WA Making Time: Artist Self-care Retreat participants – Jodie Davidson and Julian Canny
Production Credits:
Produced in association with Audiocraft with Executive Producer, Jess O’Callaghan, Producer, Selena Shannon and Creative Recovery Network Project Manager, Jill Robson. Sound Engineer is Tiffany Dimmack.
Related links
Episode 4 Transcript
Artist’s Well-Being: Sustaining artists working with trauma impacted communities
We would like to acknowledge the traditional owners on whose land this podcast was produced and pay our respects to their elders past and present. We would also like to acknowledge the commitment and sacrifice of First Nations people in the preservation of country and culture. This was and always will be Aboriginal land.
SFX: Forest sounds, birds
FIONA: In winter you might come and it might be blustery and cold and rainy. And in Summer it can be really hot, and the birds change, and the air is different depending on the moisture levels, it’s never the same. Whereas a gallery is constant, humans like to control things. This is a wild place.
SCOTIA: Fiona Sinclair has managed the Understory Art and Nature Trail ever since it launched in 2006.
SFX: Forest walking in background…
FIONA: There is a considerable amount of maintenance work when you operate an art trail in the forest…
SCOTIA: Combining art and nature is central to her practice as an artist.
FIONA: So the walk that we’re on is a 1.2km walk trail, very easy going walk trail through pristine native forest. Along the walk trail, we have sculptures, over 50 artworks. And they all are site specific. They’re all in relation to this particular little patch of paradise…
SFX: Forest walking, Fiona and Scotia pointing out artworks
FIONA: Oh that’s one of my husband’s, it’s incredibly nepotistic!
SCOTIA: I’m Scotia Monkivitch from the Creative Recovery Network and this episode of Creative Responders takes us to the bottom of Western Australia.
So far in this series we’ve heard about how art and creativity can strengthen disaster preparedness and recovery – how it engaged children in the recovery process following Black Saturday, galvanised a community in the wake of Cyclone Yasi, and helped farmers combat isolation during drought.
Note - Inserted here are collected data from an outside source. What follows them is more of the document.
Issue #101, opened 2023-05-20
[Image upload] Image record saved if error during imagetype creation


Elfangor93:
### Steps to reproduce the issue
1. Open an empty image form view (add new image)
2. Fill in the form and shoose an image
    --> Image should create an error during upload (e.g image >10MB, GD image processor, 128MB php max memory)
3. Press Save&Close

### Expected result
We stay in the view. An error stating that the item can not be saved and the debug output telling the problem.

### Actual result
View is closed. We return to the list view. An error appears that the image was not saved. Debug output is shown telling the problem. But still the image record is there, just without images.

### Additional comments
Imagetypes (original, detail, thumb) gets created after the image record is successfully stored to the database.
https://github.com/JoomGalleryfriends/JG4-dev/blob/94cd098ddab3a6b938a3160b4b7bef8533982e0a/administrator/com_joomgallery/src/Model/ImageModel.php#L492

If an error accured during imagetype creation, all images gets deleted (rollback) and the method is exited (return false).

Elfangor93:
Close this issue since PR https://github.com/JoomGalleryfriends/JG4-dev/pull/178 fixed this issue...

PR #178, opened 2024-01-11
Fix issue: Image record saved if error during imagetype creation

Elfangor93:
This is a fix for issue #101 .

New image records will not get saved anymore if there was an error during image creation.

### DIFF
--- a/administrator/com_joomgallery/src/Model/ImageModel.php
+++ b/administrator/com_joomgallery/src/Model/ImageModel.php
@@ -551,10 +551,13 @@ class ImageModel extends JoomAdminModel
 					$this->setError($this->component->getDebug(true));
           $uploader->rollback($table);
 
-          if($isNew || $isCopy)
+          if($isNew)
           {
-            // Delete already stored record since image creation failed
-
+            // Delete the already stored new record if image creation failed
+            if(!$table->delete($table->$key))
+            {
+              $this->component->setError($table->getError());
+            }
           }
 
 					return false;
--- a/administrator/com_joomgallery/src/Model/ImageModel.php
+++ b/administrator/com_joomgallery/src/Model/ImageModel.php
@@ -485,6 +485,18 @@ class ImageModel extends JoomAdminModel
       // Trigger the before save event.
 			$result = $app->triggerEvent($this->event_before_save, array($context, $table, $isNew, $data));
 
+      // Stop storing data if one of the plugins returns false
+			if(\in_array(false, $result, true))
+			{
+        if($imgUploaded)
+				{
+        	$uploader->rollback($table);
+				}
+				$this->setError($table->getError());
+
+				return false;
+			}
+
 			// Store the data.
 			if(!$table->store())
 			{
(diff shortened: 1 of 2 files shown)


Elfangor93:
> Whatever I do, Image Magick works and GD not. It shows me a blank screen.

@AlexanderSupp I am pretty sure this behavior is not related to the changes in this PR.

rowi68:
After uploading new image with an error during image creation (too big size) it will not get saved anymore.

But i noticed that I got an error with a picture size of 6MB although the limit is set to 10 MB.

2024-01-20_14h01_22

2024-01-20_13h58_16

If I set the maximum size on 15MB, then picture will accepted.

AlexanderSupp:
A second test performed from a scratch system.
Deinstalled JG. Checked DB-Tables, found xue7e_joomgallery_users_old_old_old, deleted this table.
Download JG4-dev-image-rollback at 20.01.2024 16:31
Installation OK.
Language German.
Upload without any changes of the defaults. Image size, 1402.86 KB / 1.33 MB, works correct.
Set max MB to 1
Upload same image, Error messages comes up, looks fine and is correct, because image too big.
Set max MB to 2
Upload same image, Error messages comes up, looks fine and is correct for me, because image size near a border.
Set max MB to 3.
Upload same image, No error messages, everything works fine.
Now I changed the parameter "Show warning" to "Yes, with hint". 
Max MB are still to 3.
Upload an image of 7 MB.
On a new, separate tab, the following occur:

Screenshot 2024-01-20 170617

I didn't remember exactly my parameters. I hope this test can reproduce the result from somebody.

MrMusic:

Elfangor93:
> But i noticed that I got an error with a picture size of 6MB although the limit is set to 10 MB.

Since we are using com_media's (Media Manager) filesystem plugins for the filesystem handling this error is coming from com_media and is not related to JoomGallery. Therefore this issue would need to be reported at the Joomla core.
https://github.com/joomla/joomla-cms

Elfangor93:
> I didn't remember exactly my parameters of the first test. I hope this test can reproduce the result from somebody.

@AlexanderSupp I am pretty sure, this issue is more general and will not be solved within this PR. Please open a separate issue for that.

rowi68:
> > But i noticed that I got an error with a picture size of 6MB although the limit is set to 10 MB.
> 
> @rowi68 Since we are using com_media's (Media Manager) filesystem plugins for the filesystem handling this error is coming from com_media and is not related to JoomGallery. Therefore this issue would need to be reported at the Joomla core. https://github.com/joomla/joomla-cms

I only noticed it and was not sure it would be interesting for you.  From my side it is not very important, because I usually never use pics of this size... :-)

AlexanderSupp:
> I only noticed it and was not sure it would be interesting for you. From my side it is not very important, because I usually never use pics of this size... :-)

Yes, that is my understanding too.
I'm testing PR here and I don't actually have any problems with it.
And in doing so, I run into further issues that I can no longer even assess. How should I open an issue that I can't properly define in the title?

MrMusic:
When creating an image, the wrong file size (default value from image.xml) is displayed, which is probably also causing confusion. Normally the value from com_media should be displayed here, analogue to the display in the configuration.
Otherwise I have not noticed any problems.

DE: Beim erstellen eines Bildes wird die falsche Dateigröße (Default-Wert aus der image.xml) angezeigt, vermutlich sorgt das auch für Verwirrung. Normalerweise sollte hier der Wert aus com_media stehen, analog zur Anzeige in der Konfiguration.
Ansonsten konnte ich keine Probleme feststellen.
new_image_filesize

Issue #157, opened 2023-09-30
[Category] Copy a category does not copy the corresponding image records


AlexanderSupp:
The marked categories are copied. A category with the addition “(0)” in the name is created at the same category level. The images in the physical file folders are also copied.
The number of images copied with it is not displayed in the category overview. The pictures are also not included in images. However, all images are available in the “details, originals, thumbnails” directories. Now, when I try to delete this orphaned category, I logically get the error message "Category folder named 'categoryname-0' could not be deleted because files and subfolders still exist."

Elfangor93:
When copy a category it successfully copies files and directories, but not the image record in the databse leading to this strange behavior.

AlexanderSupp:
What do we expect if we copy a category?
What happens with the subcategories? Are they copied too?
Make it sense to copy all images to the new categories? 
When will I use a copy function within categories?
Make it sense to duplicate the same images?
In my opinion, it is easier to leave out this copy function because the programming effort is disproportionate to the benefit.
Then we can also close this issue.

AlexanderSupp:
> DE: Ich würde erwarten dass nur der aktuelle Datensatz kopiert wird. Keine Bilder, keine Unterkategorien.

Dann gibt die Funktion (Batch, Duplicate) keinen Sinn, da ich dies auch mit einer Neuanlage erreichen kann.

MrMusic:
>Dann gibt die Funktion (Batch, Duplicate) keinen Sinn, da ich dies auch mit einer Neuanlage erreichen kann.

Nicht ganz: Bei Neuanlage sind alle Felder leer.
Beim Kopieren werden alle bereits vorh. Daten (Titel, Beschreibung, Params...) übernommen.

Elfangor93:
Close this issue since PR https://github.com/JoomGalleryfriends/JG4-dev/pull/179 fixed this issue...

Issue #153, opened 2023-09-29
[Category] Renaming a category


AlexanderSupp:
If I for example, create category “5” and now just save it without finishing the new creation, the 3 file directories are already created in the background. If I now change the category to “5 Buxtehude”, these directories will also be created. However, the directory “5” remains in the system. Such directories must be deleted manually.

MrMusic:
I can confirm the following problem:
If the alias of a category is changed manually, the 'path' in the database is not adjusted. Alias and path should be the same and unique.
Therefore, deleting the category after changing the alias is no longer possible.

Elfangor93:
**Here are two problems**
- When renaming a category, the folder is not renamed.
- When renaming a category, the path in the database is not adjusted.

AlexanderSupp:
Problem is solved with PR #179

AlexanderSupp:
The issue #157 is not solved. 
But with the changes in this PR the situation is cleared, if we drop the copy function of categories.
If so, we can close the issue 157 and this PR is ready to merge into main.

Elfangor93:
Close this issue since PR https://github.com/JoomGalleryfriends/JG4-dev/pull/179 fixed this issue...

PR #179, opened 2024-01-11
Fix issue: Wrong paths when renaming a category 

Elfangor93:
This is a fix for issue #153 .
When renaming a category (alias needs to change) the path is now correctly updated in the database.

This is also a fix for issue #157 .
When a category is copied, the folder content in the filesystem is no longer copied. Making it possible to perform further operations on the just created category through copying.

### DIFF
--- a/administrator/com_joomgallery/src/Model/CategoryModel.php
+++ b/administrator/com_joomgallery/src/Model/CategoryModel.php
@@ -464,7 +464,7 @@ class CategoryModel extends JoomAdminModel
           $source_id = $app->input->get('origin_id', false, 'INT');
 
           // Copy folder (including files and subfolders)
-          $manager->copyCategory($source_id, $table->path);
+          //$manager->copyCategory($source_id, $table);
         }
 
         // Clean the cache.
@@ -579,6 +579,7 @@ class CategoryModel extends JoomAdminModel
 	{
 		$app  = Factory::getApplication();
 		$user = Factory::getUser();
+    $task = $app->input->get('task');
 
 		// Access checks.
 		if(!$user->authorise('core.create', _JOOM_OPTION))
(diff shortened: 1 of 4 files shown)


AlexanderSupp:
Issue #153 is solved with this PR.
The issue https://github.com/JoomGalleryfriends/JG4-dev/issues/157 is not solved.
But with the changes in this PR the situation is cleared, if we drop the copy function of categories.
If so, we can close the issue 157 and this PR is ready to merge into main.

Elfangor93:
> But with the changes in this PR the situation is cleared, if we drop the copy function of categories.

With drop you mean hide it in the GUI?

AlexanderSupp:
Yes, that is correct. Instead of using the “Copy” function, we can simply add a new category, since a name “Category (2)” doesn’t make sense in most cases.

AlexanderSupp:
Oh, I see now it's a batch function duplicate! I mean the hole batch function too.

AlexanderSupp:
BTW: Save as Copy works fine.
But in some cases an error message "%s not found. Please provide one of the necessary info (object, id or alias)." appears.
Maybe it is when the parent category is root / - no parent -

Sorry, I'm a little confused with these two functions (Save as Copy and Batch Duplicate).

Elfangor93:
Save as copy and batch douplicate does exactly the same.

Batch douplicate just loops through the lost of selected items and performs the copy task for each of them.

Save as copy perfroms the copy task on the currently opened item.

AlexanderSupp:
@Elfangor93 
Yes, that was my last test result too.
Everything is going as planned, and therefore this PR can also be adopted in main.

However, there is a slight difference in the user's workflow.
Batch Duplicate creates an exact copy of the database entry with the changed name "Old name (2)".
In most practical cases, this entry is then touched upon again and changed.

With Save as Copy, I can make the changes straight away, which will then be taken into account in the new entry.
No further post-processing is necessary here.

Elfangor93:
First PR #178 has to be merged before this one...

PR #186, opened 2024-01-29
Add plugin: System - JoomGallery - Check owner

Elfangor93:
This plugin takes care of the connections between the different JG4 records against the #__users table of the Joomla core. It is the cleanest way to ensure the users in the `created_by` fields of the different records are and stay valid and available.

The plugin listens to the events `onMigrationBeforeSave`, `onContentBeforeSave` and `onUserBeforeDelete`. 

### onMigrationBeforeSave
The given user (owner) is checked for availablility and set to the fallback user if the provided owner does not exist. Event is triggered in the Migration-manager.

### onContentBeforeSave
The given user (owner) is checked for availablility and set to the fallback user if the provided owner does not exist. Event is called when a form edit view is saved (new & existing).

### onUserBeforeDelete
If a user gets deleted all record which are connected with this user are modified such that its owner is now the fallback user.


AlexanderSupp:
Joomla 5.0.2, PHP 8.1.13
Deinstalled JG4
Installed this PR.
Create categories. upload images, create 2 users.
Change owner in Image and category.
Delete user.
An error has occurred.
    0 Joomgallery\Plugin\System\Joomowner\Extension\JoomgalleryOwner::changeUser(): Argument #1 ($user) must be of type array, null given, called in C:\wamp64\www\Joomla5\plugins\system\joomowner\src\Extension\JoomgalleryOwner.php on line 257 
The user was not deleted.

rowi68:
I started with Joomla 4.4.2, PHP 8.1.27
Deinstalled JG4
Installed this PR.
Could not safe new categories or images because error:
2024-01-30_18h05_33

Then upgraded to Joomla 5.0.2
Could create categories, upload images, create users.
After delete user:
Es ist ein Fehler aufgetreten.
 0 Joomgallery\Plugin\System\Joomowner\Extension\JoomgalleryOwner::changeUser(): Argument #1 ($user) must be of type 
array, null given, called in /homepages/44/d260345546/htdocs/j4/plugins/system/joomowner/src/Extension/JoomgalleryOwner.php on line 257 
2024-01-30_18h29_20

AlexanderSupp:
Joomla 5.0.2, PHP 8.1.13
Installed main. Upload categories and images.
Installed this PR. The new fine English art, if I want to use old test data..
I assigned a new user as an owner to an existing image.
Then I deleted the user.
The owner of the image now is "None". That's fine.
The user is deleted. That's also fine.
Screenshot 2024-01-31 163036

Only the message failed.

reni68:
Joomla 4.4.2 PHP 8.1.17

1. User created
2. Installed this PR
3. created categories, 
4. upload images 
5. Owner  edited
6. this Owner deleted
7. => Fallback to configured owner

:+1:

Elfangor93:
Plugin funktioniert aktuell nur auf Joomla 4. Auf Joomla 5 gehts aktuell noch nicht...

rowi68:
I have tested with  Joomla 4.4.2 and 5.0.2 and got same results as @AlexanderSupp and @reni68

Elfangor93:
>Then I deleted the user.
The owner of the image now is "None". That's fine.

@AlexanderSupp After deleting the user which is owner, the owner of the image should be reassigned to the fallback user defined in the plugin settings.

AlexanderSupp:
If I set the owner to “No Owner” and save this image, an error occur.
An error has occurred.

    0 Joomgallery\Plugin\System\Joomowner\Extension\JoomgalleryOwner::isUserExists(): Argument #1 ($userId) must be of type int, string given, called in C:\wamp64\www\Joomla5\plugins\system\joomowner\src\Extension\JoomgalleryOwner.php on line 266

AlexanderSupp:
I got the same error by articles if I assign "No User".
danger
Save failed with the following error: Incorrect integer value: '' for column 'created_by' at row 1

So I assume that is a Joomla standard.

AlexanderSupp:
If I delete a user, the message looks like:
info
For the all JoomGallery images with IDs '1, 2, 182, 187', the old user ID '654' has been replaced with the fallback user ID '653'.
That's fine.
I can't assign "no user" in images and in the plugin settings. That's fine.
I found a user none in my images, which results from a failed upload of these images.

rowi68:
Tested successfully also with Joomla 5.0.2

I can confirm that with Joomla 5 it is not possible to assign "no user". But with Joomla 4.4.2 it works... :thinking:
Also the error "Save failed with the following error: Incorrect integer value: '' for column 'created_by' at row 1" seems to appear only with Joomla 5.

AlexanderSupp:
To complete:
In Joomla 3.10.12, article, "Kein Autor" possible.
In JG 3.6.2 category and image "Kein Benutzer" possible.

Elfangor93:
> If I set the owner to “No Owner” and save this image, an error occur.

Should be solved now. Can you please confirm?

Issue #181, opened 2024-01-13
[Configs] Change default value for image processing thumbnail


reilldesign:
All three available category views display landscape and portrait images well in combination. The masonry display only comes into its own when the image is reduced by width. It would be great to change the default setting to by width and 320px. Unfortunately I could not find the corresponding code for a pull request.

![Global-Configuration-Image-Processing-thumbnail](https://github.com/JoomGalleryfriends/JG4-dev/assets/43771555/d3744b46-4f4f-43fc-912c-b4cf1b587db7)

MrMusic:
>It would be great to change the default setting to by width and 320px.

Which is the optimal size is certainly a matter of taste.
For me personally, an ideal height of 200-250px would be better for the Justified layout. But it is certainly depends on the monitor size etc.
DE: Welches die optimale Größe ist, ist sicherlich Geschmacksache.
Für mich persönlich wäre beim Justified layout eine Ideal Height von 200-250px schöner. Ist aber sicherlich abhängig von der Monitorgröße usw.

>Unfortunately I could not find the corresponding code for a pull request.

The default values can be found in script.php. From about line 713 you will find the default values for the respective image type.
DE: Die Default-Werte sind in der script.php zu finden. Etwa ab Zeile 713 findest du für jeden Bild-Typ die Default-Werte (als JSON).

AlexanderSupp:
A resizing by width makes no sense to me. A resizing by height is good for panorama, landscape, and portrait. And here I prefer 250.
However, it's a matter of taste.

reilldesign:
The following pixel widths result for the standard Cassiopeia template within the component area with deactivated boxed view.

Masonry Layout

3 columns = w 418px
4 columns = w 305px 
5 columns = w 240px


Grid Layout

3 columns = w 320px
4 columns = w 305px 
5 columns = w 236px

A width of 250px produces a lower image quality in the vast majority of displays.

Since the 3 column layout is very common i suggest a value between 320px and 380px.

AlexanderSupp:
@reilldesign Thanks for this information. It's good to know something about the internals.

I tested some results of resizing the images.
Keep in mind that I resize not by width. I resize by height!

![grafik](https://github.com/JoomGalleryfriends/JG4-dev/assets/110494397/f02d0dc2-bc87-46eb-af8b-f69cc76b63ed)

As a consequence, I will change my resizing by Height to 380.

MrMusic:
[...]

PR #188, opened 2024-02-05
Image processing: Thumbnail by width

reilldesign:
Change the default setting of the thumbnail image processing to by width and increase the number of pixels to achieve good quality in a three-column layout.


Elfangor93:
To change the default image processing values, you need to adjust additionally the reset values in the `subform_imageconvert.xml`:
https://github.com/JoomGalleryfriends/JG4-dev/blob/05cca93c270c3b95cda3b9cde1b842042bd64c68/administrator/com_joomgallery/forms/subform_imageconvert.xml#L53

Elfangor93:
This PR is related to the discussion in issue https://github.com/JoomGalleryfriends/JG4-dev/issues/181

MrMusic:
After the 'Reset', the type of image resizing is still set to cropping, not by width.
I think line 40 of subform_imageconvert.xml needs to be adjusted from `reset="orig:0;det:3;thumb:4"` to `reset="orig:0;det:3;thumb:2"`.

PR #196, opened 2024-02-23
Error in JoomOwner Plugin

Elfangor93:
There was a bug in the `plg_system_joomowner` Plugin.

When saving a content type which does not have a connection to the users table, an error was thrown because the Plugin was not able to find the owner field in the table (since it does not exist in that case).

### How to test this PR

Before applying this PR, saving a configuration set ends in a PHP error.
After applying this PR saving a configuration set is successful.

### DIFF
--- a/plugins/system/joomowner/src/Extension/JoomgalleryOwner.php
+++ b/plugins/system/joomowner/src/Extension/JoomgalleryOwner.php
@@ -253,11 +253,11 @@ final class JoomgalleryOwner extends CMSPlugin implements SubscriberInterface
       return;
     }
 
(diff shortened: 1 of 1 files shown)


eumel1602:
Ich konnte keinen Fehler beim Speichern (verschiedene Test) der Configuration mehr finden.
J4.3.3 / PHP 8.1.19 / WIN

reni68:
Joomla 4.4.3 / PHP 8.1.17 / Linux

1. "main" installed
2. save configuration failed
3. this fix installed
4. save configuration successful

MrMusic:

PR #169, opened 2023-12-15
Show categories without images

MrMusic:
Currently, only (sub)categories that contain images are displayed in the category view.
This PR ensures that empty categories are also displayed.

PR #207, opened 2024-03-06
Show categories without images

MrMusic:
This is a redo of https://github.com/JoomGalleryfriends/JG4-dev/pull/169 but this has been cancelled (accidentally?).

Description: Currently, categories that only contain subcategories but no images are not displayed in the category view. 
But in my opinion, this should not be the case.
With this PR, empty subcategories are also displayed in the category view.

### DIFF
--- a/site/com_joomgallery/src/Model/CategoryModel.php
+++ b/site/com_joomgallery/src/Model/CategoryModel.php
@@ -424,7 +424,7 @@ class CategoryModel extends JoomItemModel
     $listModel->setState('filter.access', $user->getAuthorisedViewLevels());
     $listModel->setState('filter.published', 1);
     $listModel->setState('filter.showhidden', 0);
-    $listModel->setState('filter.showempty', 0);
+    $listModel->setState('filter.showempty', 1);
 
     if(Multilanguage::isEnabled())
     {


MrMusic:
Yes exactly, it is displayed in "List of Categories", but not in the **Category view**!
In your example, call up the 'Category view' of the category 'CAT-C'. The subcategory '111' should normally be displayed there, but currently it is not.
If you apply this PR it will be displayed.

DE: Ja genau, in "List of Categories" wird sie angezeigt, in der 'Category view' aber nicht!
In deinem Beispiel rufe die 'Category view' der Kategorie 'CAT-C' auf. Dort sollte normalerweise die Unterkategorie '111' angezeigt werden, derzeit wird sie das aber nicht.
Wenn du diesen PR anwendest wird sie angezeigt.

AlexanderSupp:
@MrMusic Thanks a lot. This problem is solved. 
I installed "JG4-dev-Show-categories-without-images" over an existing migrated installation and the results are fine.

But if I have a lot of subcategories, only the first "nn" are displayed. Where "nn" depends on the count of the image view which I can change in the image view. If I change these value, it will be not directly in effect for the categories. The effect will be transparent later.
This is what I pointed out in our last meeting.

Unfortunately, I have changed in my old 3.7.0 all categories, so I added an image if there was none. Also, I assigned to each category a thumbnail. I will test this PR again with Categories without images and thumbnails.

AlexanderSupp:
It works perfect without any images.
Screenshot 2024-03-07 130659

rowi68:

Before :

before_PR

After installing this PR:

with_PR

reni68:
> If you apply this PR it will be displayed.

I installed this PR over it and it's like you said. The subcategory is displayed even though there is no image.

eumel1602:
Ich habe diesen PR getestet. **Danke Alwin.** 
Es funktioniert bei mir mit Joomla 4.3.3 / Php 8.1.19 / WIN 10 / und Online

Elfangor93:
Thank you very much...

PR #124, opened 2021-08-19
Suggestions about @Repository annotation usage

WilliamSESE:
Hi, I found that there may be some minor improvements about annotations in your code.

It would be more appropriate to add @repository annotation at the class level. The @repository annotation indicates that the class provides the mechanism for storage, retrieval, search, update and delete operation on objects.

For better understanding and maintainability of a large application, adding @repository is a better choice.

Hope my suggestions are useful!


jangalinski (changes requested):
I chose to not annotate components and configurations, so they never are accidentally scanned and added to the context. Everything is explicit, meaning you either import the configuration manually or use the "Enable" annotation (which just automates the import).

I would stick to this for 3rd party libs like spring-zeebe.
That being said, I would not like this to be merged and it is not required to run the spring client.

Could you provide a (failing) use case that motivated you to make this change?

Issue #130, opened 2021-10-04
Spring Boot properties using camel case in README are outdated


rob2universe:
should be:
```
zeebe.client.cloud.cluster-id
zeebe.client.cloud.client-secret
Zeebe.client.cloud.client-id
zeebe.client.cloud.base-url
zeebe.client.cloud.auth-url
zeebe.client.worker.max-jobs-active
```

instead of 
```
zeebe.client.cloud.clusterId
zeebe.client.cloud.clientSecret
zeebe.client.cloud.clientId
zeebe.client.cloud.baseUrl
zeebe.client.cloud.authUrl
zeebe.client.worker.maxJobsActive
```

berndruecker:
Hey @rob2universe - why is camelCase outdated? pring still does support that - or not?

berndruecker:
OK - sounds reasonable to me. Are you willing to provide a PR for this? It is Hacktoberfest after all :)
https://camunda.com/hacktoberfest2021/

berndruecker:
Closed by https://github.com/camunda-community-hub/spring-zeebe/pull/131

PR #131, opened 2021-10-22
chore #130 update Spring Boot properties in README

rob2universe:


berndruecker:
Thanks a lot @rob2universe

But this time, we’re turning the microphone around on the artists. To work effectively with trauma affected communities, artists need to be cared for just like any other part of the system.
In this episode we’ll hear about what artists can do for themselves, but also what structural changes we need to see in the sector to make their practise safer.
FIONA: My name is Fiona Sinclair, I live in a really small community in the south west of WA called Northcliffe, in the beautiful Jarrah Karri Marri forest. I’m an artist, I’m an artist worker, I’m an arts lover, and also a lover of being in a small community in regional Australia.
SCOTIA: Northcliffe is about four hours South of Perth, near the south-facing coast of Western Australia, the land of the Noongar peoples. This part of the state is covered by the tallest trees in the country.
FIONA: I moved here just over 20 years ago with my husband, we ended up in this part of the world because as an artist he is very connected to this particular type of vegetation, this weather system, the history of this area, and his work relies on being close to that.
SCOTIA: The Understory Art and Nature Trail is enriched with motifs of the Northcliffe community… One recurring artwork is a series of sculptures by artist Kim Perrier.
FIONA: So here you have some more of Kim’s work. These are various faces, can you see them in the trees?
SCOTIA: The sculptures are moulds of Northcliffe locals. Their heads and bodies were cast and then reproduced in dry, black, charcoal, and fixed to the trees.
SCOTIA: There is a harmony between the living bush and the works of art as you walk the trail, but for Fiona this journey hasn’t always been a peaceful ride.
FIONA: The Understory trail evolved out of a really difficult time in our local community where there was two main industries in rapid decline and actual deregulation. The Dairy industry and the Timber industry. The two bedrock industries of our community and they both closed within a year of each other.
SCOTIA: The economic uncertainty caused the town to divide on the issue of new logging.
FIONA: So some people wanted to see no more logging in old growth forests and the people who were aligned with the timber industry wanted to keep it going. And that on a cerebral head level sounds like maybe they could sit in a room and talk about it but on a day to day level it means you can only shop in some shops if you are conservation. You can only go to other shops if you’re not. You know, our local environment centre frequently was firebombed. You just get abused, animal remains would be thrown against shop doors. It was horrible, very very divided, quite violent, very personalised attacks.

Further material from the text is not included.